EXTRACTED DATA: Begin

Issue #313, opened 2018-01-23
Introduce commitizen


guillaumearm:
According to what was said in #301, it can be a good idea to use [commitlint](https://github.com/marionebl/commitlint) and [husky](https://github.com/typicode/husky)

guillaumearm:
Same thing as #314, @char0n, you can close this issue if you are ok ;-)

Personally, I use [commitizen](https://github.com/commitizen/cz-cli) to write my commit messages.

char0n:
IMHO I think we should has commitizen as devDependancy and provide a package.json script to run it.

guillaumearm:
Agree.

We can use it with [cz-conventional-changelog](https://github.com/commitizen/cz-conventional-changelog)

and adding this to package.json
```json
{
  "config": {
    "commitizen": {
      "path": "./node_modules/cz-conventional-changelog"
    }
  },
  "scripts": {
    "commit": "git-cz"
  }
}
```

Usage: 
```bash
$ git add .
$ npm run commit
```

char0n:
We use commit lint and husky, git staged and have a CONTRIBUTING.md document that documents creating commit messages. I think that is enought.

PR #402, opened 2018-02-22
WIP: Git hooks

### LINKED ISSUE #381: Git hooks (prepush/precommit)
This issue is a continuation of #379 discussion about git hooks.

Related issues : #301, #313, #314

I think adding a prepush hook is very good idea, I personally run `prepublishOnly` before every of my push.

But for precommit I disagree, it's unpleasant to wait for it, and [lint-staged](https://github.com/okonet/lint-staged) cannot be used because okonet/lint-staged#62

### LINKED ISSUE #386: Use commit-msg hook to validate commit message
While we're thinking about automating some stuff using git hooks, an idea:

Use [`commit-msg` hook](https://git-scm.com/docs/githooks#_commit_msg) to validate commit message according to [Commit Message Guidelines](https://github.com/char0n/ramda-adjunct/blob/master/CONTRIBUTING.md#-commit-message-guidelines). and drop the link if validation fails, and perhaps explain the problem.

Even validating just the first line would be helpful, as "typing" and "scoping" commits is not the standard practice.

GingerPlusPlus:
Resolves #381.
Resolves #386.

All the hooks we discussed, everything I came up with.

Every hook is added in a separate commit, so to not add a hook, just reverting a commit.

I suggest merge-squashing it after we're done, one `chore(package): added git hooks` would be completely fine IMO.

~~I think that push hook unnecessarily builds the project twice, one for testing, one for build. If that's the case, then `bnr build` in `prepush` is just wasting time. (It is there in the first place because of https://github.com/char0n/ramda-adjunct/issues/381#issuecomment-366826618)~~
`npm run build` creates 3 builds. Trying to build just one just to see if it succeeds would probably suffice on pre-push, especially when all of the builds are created on `prepublishOnly`.

~~I had trouble pushing this, I think they were network issues (When I tried to push from the terminal, I had nothing for a while, they it asked me about credentials, and then either said that they were invalid, or said something about http error), but still, I think it's a good idea that you know it, after all, I added `prepush` hook.~~ I'm getting similar errors without the hook... maybe I should just install Linux on my main machine, things wouldn't spontaneously break for no reason.

Haven't put the scripts in `betterScripts` for the simple reason of avoiding running additional program, `bnr`.

### DIFF
--- a/package.json
+++ b/package.json
@@ -42,6 +42,7 @@
     "node": ">=0.10.3"
   },
   "scripts": {
+    "prepush": "bnr lint && bnr test && bnr build && bnr docs",
     "docs": "better-npm-run docs",
     "lint": "better-npm-run lint",
     "lint:fix": "better-npm-run lint:fix",
--- a/package.json
+++ b/package.json
@@ -42,6 +42,7 @@
     "node": ">=0.10.3"
   },
   "scripts": {
+    "precommit": "bash scripts/pre-commit.sh",
     "prepush": "bnr lint && bnr test && bnr build && bnr docs",
     "docs": "better-npm-run docs",
     "lint": "better-npm-run lint",
--- a/package.json
+++ b/package.json
@@ -121,6 +121,7 @@
     "eslint-plugin-ramda": "=2.4.0",
     "fantasy-land": "3.5.0",
     "glob": "=7.1.2",
+    "husky": "=0.14.3",
     "istanbul": "=0.4.5",
     "jsdoc": "=3.5.5",
     "jsverify": "=0.8.3",
--- a/package.json
+++ b/package.json
@@ -44,7 +44,6 @@
   "scripts": {
     "commitmsg": "commitlint -e $GIT_PARAMS",
     "precommit": "bash scripts/pre-commit.sh",
-    "prepush": "bnr lint && bnr test && bnr build && bnr docs",
     "docs": "better-npm-run docs",
     "lint": "better-npm-run lint",
     "lint:fix": "better-npm-run lint:fix",
--- a/package.json
+++ b/package.json
@@ -42,6 +42,7 @@
     "node": ">=0.10.3"
   },
   "scripts": {
+    "commitmsg": "commitlint -e $GIT_PARAMS",
     "precommit": "bash scripts/pre-commit.sh",
     "prepush": "bnr lint && bnr test && bnr build && bnr docs",
     "docs": "better-npm-run docs",
@@ -97,6 +98,8 @@
     "ramda": ">= 0.19.0 <= 0.25.0"
   },
   "devDependencies": {
+    "@commitlint/cli": "=6.1.0",
+    "@commitlint/config-conventional": "=6.1.0",
     "babel-cli": "=6.26.0",
     "babel-core": "=6.26.0",
     "babel-loader": "=7.1.2",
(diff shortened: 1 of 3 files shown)


scripts/pre-commit.sh
```diff
@@ -0,0 +1,11 @@
+#!/bin/bash
+
```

EXTRACTED DATA: End

> _WORK TASK_:
Print the data word for word.

> _EXERCISE SOLUTION_:
Issue #313, opened 2018-01-23
Introduce commitizen


guillaumearm:
According to what was said in #301, it can be a good idea to use [commitlint](https://github.com/marionebl/commitlint) and [husky](https://github.com/typicode/husky)

guillaumearm:
Same thing as #314, @char0n, you can close this issue if you are ok ;-)

Personally, I use [commitizen](https://github.com/commitizen/cz-cli) to write my commit messages.

char0n:
IMHO I think we should has commitizen as devDependancy and provide a package.json script to run it.

guillaumearm:
Agree.

We can use it with [cz-conventional-changelog](https://github.com/commitizen/cz-conventional-changelog)

and adding this to package.json
```json
{
  "config": {
    "commitizen": {
      "path": "./node_modules/cz-conventional-changelog"
    }
  },
  "scripts": {
    "commit": "git-cz"
  }
}
```

Usage: 
```bash
$ git add .
$ npm run commit
```

char0n:
We use commit lint and husky, git staged and have a CONTRIBUTING.md document that documents creating commit messages. I think that is enought.

PR #402, opened 2018-02-22
WIP: Git hooks

### LINKED ISSUE #381: Git hooks (prepush/precommit)
This issue is a continuation of #379 discussion about git hooks.

Related issues : #301, #313, #314

I think adding a prepush hook is very good idea, I personally run `prepublishOnly` before every of my push.

But for precommit I disagree, it's unpleasant to wait for it, and [lint-staged](https://github.com/okonet/lint-staged) cannot be used because okonet/lint-staged#62

### LINKED ISSUE #386: Use commit-msg hook to validate commit message
While we're thinking about automating some stuff using git hooks, an idea:

Use [`commit-msg` hook](https://git-scm.com/docs/githooks#_commit_msg) to validate commit message according to [Commit Message Guidelines](https://github.com/char0n/ramda-adjunct/blob/master/CONTRIBUTING.md#-commit-message-guidelines). and drop the link if validation fails, and perhaps explain the problem.

Even validating just the first line would be helpful, as "typing" and "scoping" commits is not the standard practice.

GingerPlusPlus:
Resolves #381.
Resolves #386.

All the hooks we discussed, everything I came up with.

Every hook is added in a separate commit, so to not add a hook, just reverting a commit.

I suggest merge-squashing it after we're done, one `chore(package): added git hooks` would be completely fine IMO.

~~I think that push hook unnecessarily builds the project twice, one for testing, one for build. If that's the case, then `bnr build` in `prepush` is just wasting time. (It is there in the first place because of https://github.com/char0n/ramda-adjunct/issues/381#issuecomment-366826618)~~
`npm run build` creates 3 builds. Trying to build just one just to see if it succeeds would probably suffice on pre-push, especially when all of the builds are created on `prepublishOnly`.

~~I had trouble pushing this, I think they were network issues (When I tried to push from the terminal, I had nothing for a while, they it asked me about credentials, and then either said that they were invalid, or said something about http error), but still, I think it's a good idea that you know it, after all, I added `prepush` hook.~~ I'm getting similar errors without the hook... maybe I should just install Linux on my main machine, things wouldn't spontaneously break for no reason.

Haven't put the scripts in `betterScripts` for the simple reason of avoiding running additional program, `bnr`.

### DIFF
--- a/package.json
+++ b/package.json
@@ -42,6 +42,7 @@
     "node": ">=0.10.3"
   },
   "scripts": {
+    "prepush": "bnr lint && bnr test && bnr build && bnr docs",
     "docs": "better-npm-run docs",
     "lint": "better-npm-run lint",
     "lint:fix": "better-npm-run lint:fix",
--- a/package.json
+++ b/package.json
@@ -42,6 +42,7 @@
     "node": ">=0.10.3"
   },
   "scripts": {
+    "precommit": "bash scripts/pre-commit.sh",
     "prepush": "bnr lint && bnr test && bnr build && bnr docs",
     "docs": "better-npm-run docs",
     "lint": "better-npm-run lint",
--- a/package.json
+++ b/package.json
@@ -121,6 +121,7 @@
     "eslint-plugin-ramda": "=2.4.0",
     "fantasy-land": "3.5.0",
     "glob": "=7.1.2",
+    "husky": "=0.14.3",
     "istanbul": "=0.4.5",
     "jsdoc": "=3.5.5",
     "jsverify": "=0.8.3",
--- a/package.json
+++ b/package.json
@@ -44,7 +44,6 @@
   "scripts": {
     "commitmsg": "commitlint -e $GIT_PARAMS",
     "precommit": "bash scripts/pre-commit.sh",
-    "prepush": "bnr lint && bnr test && bnr build && bnr docs",
     "docs": "better-npm-run docs",
     "lint": "better-npm-run lint",
     "lint:fix": "better-npm-run lint:fix",
--- a/package.json
+++ b/package.json
@@ -42,6 +42,7 @@
     "node": ">=0.10.3"
   },
   "scripts": {
+    "commitmsg": "commitlint -e $GIT_PARAMS",
     "precommit": "bash scripts/pre-commit.sh",
     "prepush": "bnr lint && bnr test && bnr build && bnr docs",
     "docs": "better-npm-run docs",
@@ -97,6 +98,8 @@
     "ramda": ">= 0.19.0 <= 0.25.0"
   },
   "devDependencies": {
+    "@commitlint/cli": "=6.1.0",
+    "@commitlint/config-conventional": "=6.1.0",
     "babel-cli": "=6.26.0",
     "babel-core": "=6.26.0",
     "babel-loader": "=7.1.2",
(diff shortened: 1 of 3 files shown)


scripts/pre-commit.sh
```diff
@@ -0,0 +1,11 @@
+#!/bin/bash
+
```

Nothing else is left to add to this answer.